PR #594, opened 2019-04-19
Keep \not predicates

ttuegel:
###### Reviewer checklist

---


virgil-serbanuta:
Could you add, in the PR description, an example where it's better to use `and(not)` instead of `not(or)`? I know that the PR title provides a hint, but it would be nice to also have something that says what this PR solves instead of just hinting at it.

ttuegel:
> an example where it's better to use `and(not)` instead of `not(or)`

Ah, that's not even the point of this pull request, so probably we should discuss this more!

Before this pull request, we constructed the `not(or)` of multiple terms by combining the predicate and substitution with the term. We don't want to do that because it forgets information learned during simplification, and it violates the predicate-simplifier's assumption that the result of simplifying a predicate has a `\top` term. I only made it return `and(not)` because that was the most obvious way to keep terms and predicates distinct using the existing `Not.makeEvaluate` and `And.makeEvaluate`. An `and(not)` condition is stronger (easier to refute) but this also produces more branches because `Not.makeEvaluate` often returns multiple results.

kore/src/Kore/Step/Simplification/Not.hs
```diff
@@ -77,31 +99,37 @@ besides the pattern sort, which will make it even more useful to carry around.
...
-        _ ->
-            ( makeFromSinglePurePattern
-                (mkNot
-                    (ExpandedPattern.toMLPattern
-                        (OrOfExpandedPattern.toExpandedPattern simplified)
-                    )
-                )
-            , SimplificationProof
-            )
+    Foldable.foldrM mkAnd ExpandedPattern.top (simplified >>= makeEvaluate)
```
virgil-serbanuta: For some reason, I don't find the MultiOr monad intuitive enough... Oh well, I guess I need to get used to it.

PR #596, opened 2019-04-23
Added variableType field to Variable

traiansf:
###### Reviewer checklist

---


kore/src/Kore/AST/Common.hs
```diff
@@ -112,6 +112,20 @@ instance Unparse (SymbolOrAlias level) where
       =
         unparse symbolOrAliasConstructor <> parameters symbolOrAliasParams
 
+
+{-|@VariableType@ corresponds to the `EVar` and `SVar` categories of variables,
+in the Matching mu-Logic paper, used to distinguish between element variables,
+which can only be instantiated by an singleton, i.e., a functional pattern,
```
virgil-serbanuta: s/an/a/

kore/test/Test/Kore/Parser/Parser.hs
```diff
@@ -380,9 +382,10 @@ applicationPatternParserTests =
     parseTree korePatternParser
         [ success "#v:#Char"
             ( asCommonKorePattern $ VariablePattern Variable
-                { variableName = testId "#v" :: Id Meta
+                { variableName = testId "v" :: Id Meta
```
virgil-serbanuta: s/Meta/Object?

kore/src/Kore/AST/Common.hs
```diff
@@ -132,19 +146,27 @@ data Variable level = Variable
     { variableName :: !(Id level)
     , variableCounter :: !(Maybe (Sup Natural))
     , variableSort :: !(Sort level)
+    , variableType :: !VariableType
```
ttuegel: I would like to suggest that element and set variables should be different types of `Variable`. These have completely different semantics. Parts of the code that operate on element variables will not necessarily operate on set variables, and vice versa. Using distinct types would remove the need to check the `variableType` field in potentially every function which takes a `Variable` as input. We could also add support for set variables in a completely incremental fashion, without changing any of the code that currently handles element variables.

traiansf:
Closing this in favor of PR #598

kore/src/Kore/AST/Common.hs
virgil-serbanuta: Me and Traian had a long discussion about this (I was originally suggesting the same thing as you, for the same reasons). The problem is that their semantics are also similar: we can unify them (although the patterns don't have to be functional anymore) and we can substitute them, and both of these probably work in almost the same way as for element variable. Of course, they don't use the same quantifiers and I think I found a few other differences, but using the same type was tempting.

Well, I guess that adding another `variable` parameter to our types can't be that bad, so let's go with the safer solution.

traiansf: In the end we did not add another variable parameter, but instead we added another type of pattern and a SetVariable wrapper over the variable argument.

We'll think about how to handle them for unification when we get there.

PR #601, opened 2019-04-24
Fixes for comparators

virgil-serbanuta:
* Fix argument matching for StructEqualWithExplanation and WrapperEqualWithExplanation in order to let people know they should change the comparators when they change the structures. As you'll notice from this PR, they don't always remember to do it. In case you think that these should be automatically generated: I fully agree, I sent a PR that did it, but it seems that I used a reflection library that wasn't nice enough. Maybe I'll try to do it again, but I won't mind if someone else does it before.

* Fix line length issues.

###### Reviewer checklist

---


virgil-serbanuta:
For whatever it's worth, here's my previous PR:
https://github.com/kframework/kore/pull/382

PR #606, opened 2019-04-26
Early termination

yzhang90:
@ttuegel 
I implemented the early termination as you suggested. please take a look.

###### Reviewer checklist

---


kore/src/Kore/ModelChecker/Step.hs
```diff
@@ -115,34 +119,34 @@ transitionRule
...
     proofState
-  =
-    case strategyPrim of
-        CheckProofState -> transitionCheckProofState proofState
-        Simplify -> transitionSimplify proofState
-        Unroll goalrhs -> transitionUnroll goalrhs proofState
-        ComputeWeakNext rewrites -> transitionComputeWeakNext rewrites proofState
+  = do
+    execState <- Monad.Trans.lift State.get
+    case execState of
```
ttuegel: I think this would be clearer, with less creeping indentation:
```.hs
  = do
    execState <- Monad.Trans.lift State.get
    Foldable.traverse_ (const empty) execState  -- End early if any unprovable state was reached
    case strategyPrim of
        ...
```
You could also use a `Bool` instead of `Maybe ()` if you don't want to return the unprovable state itself, then it would look like
```.hs
  = do
    unprovable <- Monad.Trans.lift State.get
    Control.Monad.when unprovable empty  -- End early if any unprovable state was reached.
    case strategyPrim of
        ...
```

kore/src/Kore/ModelChecker/Step.hs
```diff
@@ -185,7 +188,7 @@ transitionRule
       = case modalOp of
             "ag" -> do
                 result <-
-                    Monad.Trans.lift
+                    (Monad.Trans.lift . Monad.Trans.lift)
```
ttuegel: The parentheses are actually redundant,
```suggestion
                    Monad.Trans.lift . Monad.Trans.lift
```

kore/src/Kore/ModelChecker/Step.hs
```diff
@@ -117,16 +125,17 @@ transitionRule
...
     tools
     predicateSimplifier
     patternSimplifier
     axiomSimplifiers
     strategyPrim
     proofState
-  =
+  = do
+    execState <- Monad.Trans.lift State.get
+    when (isJust execState) empty     -- End early if any unprovable state was reached
```
yzhang90: @ttuegel I used `when` instead of `traverse_` here.

kore/src/Kore/ModelChecker/Step.hs
yzhang90: done

kore/src/Kore/ModelChecker/Step.hs
yzhang90: done

PR #608, opened 2019-04-28
Spring Cleaning: Mass renaming

ttuegel:
This is the "mass renaming" portion of clean-up. It doesn't cover any of the other refactoring, just renaming, and sometimes pinning `level ~ Object`. A few things still have old names involving `ExpandedPattern` to remind me that they actually need to be deleted instead of renamed because they shouldn't exist in the first place.

###### Reviewer checklist

---


kore/src/Kore/Step/Condition/Evaluator.hs
```diff
@@ -13,19 +13,17 @@ module Kore.Step.Condition.Evaluator
...
-import           Kore.AST.Pure
 import           Kore.Attribute.Symbol
 import           Kore.IndexedModule.MetadataTools
-import           Kore.Predicate.Predicate
-import           Kore.Step.Representation.ExpandedPattern
-                 ( ExpandedPattern, PredicateSubstitution, Predicated (..) )
-import qualified Kore.Step.Representation.ExpandedPattern as ExpandedPattern
-import qualified Kore.Step.Representation.OrOfExpandedPattern as OrOfExpandedPattern
-                 ( isFalse, isTrue, toExpandedPattern )
+import qualified Kore.Predicate.Predicate as Syntax
```
virgil-serbanuta: I'm curious: why "Syntax"?

kore/src/Kore/Step/Pattern.hs
```diff
@@ -1,317 +1,241 @@
...
 import           Kore.Unparser
-import           Kore.Variables.Fresh
-
-type StepPattern level variable =
-    PurePattern level Domain.Builtin variable (Valid (variable level) level)
+import           Kore.Variables.Free
+                 ( pureAllVariables )
 
-type CommonStepPattern level = StepPattern level Variable
+{- | The conjunction of a pattern, predicate, and substitution.
```
virgil-serbanuta: Now that the terminology has changed, you should probably s/pattern/term-like/

PR #611, opened 2019-04-29
Spring cleaning: Remove MetaOrObject

ttuegel:
Today I removed many level parameters, and the `MetaOrObject` class itself. I also started to split up the module `Kore.AST.Common`. Most other modules that import this one only need a tiny subset of its definitions. It also takes a long time to compile (up to tens of seconds) because it is so large; GHC can build in parallel if it is split up. Finally, some of the syntax types have their `level` parameter removed and replaced with a `sort` parameter. This is important so we can use a `Sort` type in the syntax checker with more information. It will also be important when we decide to support Applicative Kore, which has no sort information in the parsed source at all. I will finish breaking up `Kore.AST.Common` tomorrow, so it is not essential that this be merged immediately.

###### Reviewer checklist

- [ ] Test coverage: `stack test --coverage`
- [ ] Public API documentation: `stack haddock`
- [ ] Style conformance: `stylish-haskell`

---

PR #613, opened 2019-04-30
Spring cleaning: Break up Kore.AST.Common

ttuegel:
Follow-up to #611.

###### Reviewer checklist

---


kore/src/Kore/Syntax/Not.hs
```diff
@@ -0,0 +1,52 @@
...
+import Kore.Unparser
+
+{-|'Not' corresponds to the @\not@ branches of the @object-pattern@ and
+@meta-pattern@ syntactic categories from the Semantics of K,
+Section 9.1.4 (Patterns).
+
+'notSort' is both the sort of the operand and the sort of the result.
+
+-}
+data Not sort child = Not
```
virgil-serbanuta: It's not obvious why the `sort` argument is needed. Is it to allow the Applicative stuff?

PR #615, opened 2019-05-01
Sort module sentences before indexing

ttuegel:
Sort module sentences before indexing.

The order of sentences in a module is not formally significant, so the order produced by the frontend varies depending on the build, the operating system, the phases of the moon, non-local quantum variables, ...

Although the order of sentences is not formally significant, it affects debugging: if either of two axioms would produce an error, applying them in one order or the other changes which error is actually produced. Therefore, we sort all the sentences before beginning so that errors are more readily-reproducible.

###### Reviewer checklist

---

### DIFF
--- a/kore/test/Test/Kore/IndexedModule/Resolvers.hs
+++ b/kore/test/Test/Kore/IndexedModule/Resolvers.hs
@@ -1,14 +1,13 @@
-module Test.Kore.IndexedModule.Resolvers
-where
+module Test.Kore.IndexedModule.Resolvers where
 
 import Test.Tasty
 import Test.Tasty.HUnit
--- import Test.Terse
 
 import           Data.Default
+import qualified Data.List as List
+import           Data.Map
+                 ( Map )
 import qualified Data.Map as Map
-import           Data.Maybe
-                 ( fromMaybe )
 import qualified Data.Set as Set
 
 import           Kore.Annotation.Valid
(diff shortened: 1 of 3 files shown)


kore/test/Test/Kore/IndexedModule/Resolvers.hs
```diff
@@ -37,6 +36,18 @@ objectS1 = simpleSort (SortName "s1")
 objectA :: SentenceSymbol Object (TermLike Variable)
 objectA = mkSymbol_ (testId "a") [] objectS1
 
+-- Two variations on a constructor axiom for 'objectA'.
```
marick: It would be nice for the names, or the comment, to describe what's different in the two variants. I can't tell by reading.

kore/test/Test/Kore/IndexedModule/Resolvers.hs
```diff
@@ -285,6 +295,11 @@ test_resolvers =
                 (getSentenceSymbolOrAliasHead objectB [])
             )
         )
+    , testCase "sort indexed axioms"
```
marick: You have to do a lot of digging to see what axioms are sorted *by*.

marick: Though I suppose it doesn't actually matter, so long as the order is always the same. Still.

kore/test/Test/Kore/IndexedModule/Resolvers.hs
```diff
@@ -285,6 +295,11 @@ test_resolvers =
...
+        (assertEqual ""
+            (reverse $ List.sort [axiomA, axiomA'])
+            (getIndexedSentence <$> indexedModuleAxioms testIndexedObjectModule)
+        )
```
marick: I'd prefer something like:

```haskell
axiomsSortedBackward = [axiomSortedLast, axiomSortedFirst]
-- axiomSortedBackward is use to insert into `testObjectModel`

assertEqual
   assertEqual (reverse axiomSortedBackward)
   ....
```

I would also typically, if it's easy, have a test that shows that the naive way of extracting the elements would result in them being in the opposite order. Otherwise, there's a too high chance of the particular test being only coincidentally correct.

This also works nicely with TDD. A typical sequence would be:

1. Write a test that confirms that the function returns the elements in the order inserted (if it doesn't exist).
2. Preserve that test.
3. Write a new test that inserts the elements in the opposite order but it expects the same result as the earlier test.
4. That fails, forcing you to add sorting code. 
5. The two tests guard against coincidental correctness.

PR #616, opened 2019-05-01
Postpone normalizing in some cases

ttuegel:
Postpone normalizing in some cases where we cannot handle multiple results.

Depends on: #615

###### Reviewer checklist

---


ttuegel:
In the stand-up this morning, I said we don't *need* this because of #627, but upon further reflection I still want to merge it: it begins to achieve the goal of separating the "simplification" and "evaluation" stages of execution. Separate (structural) simplification from evaluation will improve the architecture of the code, and it avoids the repeated evaluation calls which hinder our performance.

PR #1116, opened 2019-10-17
Fix forall predicates

virgil-serbanuta:
---

###### Reviewer checklist

### DIFF
--- a/kore/src/Kore/Internal/Pattern.hs
+++ b/kore/src/Kore/Internal/Pattern.hs
@@ -22,6 +22,7 @@ module Kore.Internal.Pattern
     , Kore.Internal.Pattern.freeVariables
     , Kore.Internal.Pattern.freeElementVariables
     , isSimplified
+    , markSimplified
     -- * Re-exports
     , Conditional (..)
     , Conditional.andCondition
@@ -93,6 +94,11 @@ fromPredicateSorted sort = (<$) (mkTop sort)
 isSimplified :: Pattern variable -> Bool
 isSimplified (splitTerm -> (t, p)) =
     TermLike.isSimplified t && Predicate.isSimplified p
+
+markSimplified :: Pattern variable -> Pattern variable
+markSimplified (splitTerm -> (term, predicate)) =
+    (TermLike.markSimplified term)
+    `Conditional.withCondition` (Predicate.markSimplified predicate)
 
 freeVariables
     :: Ord variable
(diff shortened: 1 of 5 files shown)


kore/src/Kore/Internal/Pattern.hs
```diff
@@ -94,6 +95,11 @@ isSimplified :: Pattern variable -> Bool
 isSimplified (splitTerm -> (t, p)) =
     TermLike.isSimplified t && Predicate.isSimplified p
 
+markSimplified :: Pattern variable -> Pattern variable
```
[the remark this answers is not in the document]
virgil-serbanuta: Oops, yes.

kore/src/Kore/Step/Simplification/Forall.hs
```diff
@@ -98,8 +118,25 @@ makeEvaluate
 makeEvaluate variable patt
   | Pattern.isTop patt    = Pattern.top
   | Pattern.isBottom patt = Pattern.bottom
+  | not variableInTerm && not variableInPredicate = patt
+  | predicateIsBoolean =
+    TermLike.markSimplified (mkForall variable term)
```
ana-pantilie: Should we check that the `term` is simplified here? Or do we only call this when we're sure it was simplified before.

kore/src/Kore/Step/Simplification/Forall.hs
```diff
@@ -98,8 +118,25 @@ makeEvaluate
...
+    `Conditional.withCondition` predicate
+  | termIsBoolean =
+    term
+    `Conditional.withCondition` Predicate.markSimplified
+        (Predicate.fromPredicate
+            (makeForallPredicate variable (Predicate.toPredicate predicate))
```
ana-pantilie: Same as above for the `predicate`.

kore/src/Kore/Step/Simplification/Forall.hs
virgil-serbanuta: I ask @ttuegel the same question in another PR :)

I think we just assume that the input to all these functions (simplify, makeEvaluate, and so on) is already simplified.

kore/src/Kore/Step/Simplification/Forall.hs
virgil-serbanuta: Same answer

virgil-serbanuta:
> I left some questions, also I think that the docs in `kore/src/Kore/Step/Simplification/Forall.hs` from line 65 to 78 might need to be updated.

Thanks! Fixed.

kore/src/Kore/Step/Simplification/Forall.hs
ana-pantilie: Ah, right. Found the conversation.

PR #1128, opened 2019-10-21
Fix term sorts in predicates

virgil-serbanuta:
---

###### Reviewer checklist

### DIFF
--- a/kore/test/Test/Kore/Step/Simplification/Not.hs
+++ b/kore/test/Test/Kore/Step/Simplification/Not.hs
@@ -3,12 +3,20 @@ module Test.Kore.Step.Simplification.Not
     ) where
 
 import Test.Tasty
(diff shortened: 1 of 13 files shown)


kore/test/Test/Kore/Step/Simplification/Not.hs
```diff
@@ -35,13 +43,17 @@ import Kore.Variables.UnifiedVariable
 
 import qualified Test.Kore.Step.MockSymbols as Mock
 import Test.Kore.Step.Simplification
+import Test.Tasty.HUnit.Ext
```
ttuegel: `Test.Tasty.HUnit.Ext` re-exports `Test.Tasty.HUnit`, with the intent that we would no longer directly import the latter.

Issue #1148, opened 2019-10-23
Term not fully simplified (2)


virgil-serbanuta:
For the following term we don't properly set the "simplified" bit. Creating a test in `kore/test/Test/Kore/Step/Simplification/Integration.hs` will almost surely reproduce the issue.

```
\and{listSort{}}(
    concatList{}(
        /* evaluated: */ /* evaluated: */ /* evaluated: */ \top{listSort{}}(),
        /* evaluated: */ /* evaluated: */ /* evaluated: */ \top{listSort{}}()
    ),
    \and{listSort{}}(
        \not{listSort{}}(\not{listSort{}}(unitList{}())),
        \mu{}(
            s:listSort{},
            \or{listSort{}}(
                \implies{listSort{}}(s:listSort{}, \top{listSort{}}()),
                /* evaluated: */ \bottom{listSort{}}()
            )
        )
    )
)
```

virgil-serbanuta:
This is the failing example:
```
\and{listSort{}}(
    concatList{}(
        /* evaluated: */
        \implies{listSort{}}(
            \implies{listSort{}}(\bottom{listSort{}}(), \top{listSort{}}()),
            \in{testSort0{}, listSort{}}(cfSort0{}(), cgSort0{}())
        ),
        \implies{listSort{}}(
            \and{listSort{}}(
                \mu{}(m:listSort{}, \bottom{listSort{}}()),
                \bottom{listSort{}}()
            ),
            \implies{listSort{}}(
                unitList{}(),
                \nu{}(Ue:listSort{}, unitList{}())
            )
        )
    ),
    unitList{}()
)
```

PR #1152, opened 2019-10-24
Fix the simplified bit for list unification failures

virgil-serbanuta:
Fixes https://github.com/kframework/kore/issues/1148

---

###### Reviewer checklist

### DIFF
--- a/kore/src/Kore/Builtin/Builtin.hs
+++ b/kore/src/Kore/Builtin/Builtin.hs
@@ -147,15 +147,22 @@ import Kore.Internal.Pattern
 import Kore.Internal.Pattern as Pattern
     ( fromTermLike
     , top
+    , withCondition
+    )
+import Kore.Internal.Predicate as Predicate
+    ( topTODO
     )
 import Kore.Internal.TermLike as TermLike
 import Kore.Predicate.Predicate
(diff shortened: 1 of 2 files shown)


kore/src/Kore/Builtin/Builtin.hs
```diff
@@ -983,31 +996,30 @@ getAttemptedAxiom attempt =
...
-unifyEqualsUnsolved SimplificationType.And a b =
-    let
-        unified = mkAnd a b
-        predicate = makeCeilPredicate unified
-    in
-        return (pure unified) { predicate }
+    -> unifier (Pattern variable)
+unifyEqualsUnsolved SimplificationType.And a b = do
+    let unified = TermLike.markSimplified $ mkAnd a b
+    orPredicate <- Ceil.makeEvaluateTerm Predicate.topTODO unified
```
vladciobanu: Weren't we done with `topTODO`? Is this a new one? If memory serves, this was only supposed to be used for a limited amount of time and removed later.

ttuegel: It is intended to be temporary, but I think we never decided what to do about passing predicates in during unification. So, I guess this is alright.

Your assignment → All lines in the data that contain the word "comparators" should be copied.

Reply →
Fixes for comparators
* Fix argument matching for StructEqualWithExplanation and WrapperEqualWithExplanation in order to let people know they should change the comparators when they change the structures. As you'll notice from this PR, they don't always remember to do it. In case you think that these should be automatically generated: I fully agree, I sent a PR that did it, but it seems that I used a reflection library that wasn't nice enough. Maybe I'll try to do it again, but I won't mind if someone else does it before.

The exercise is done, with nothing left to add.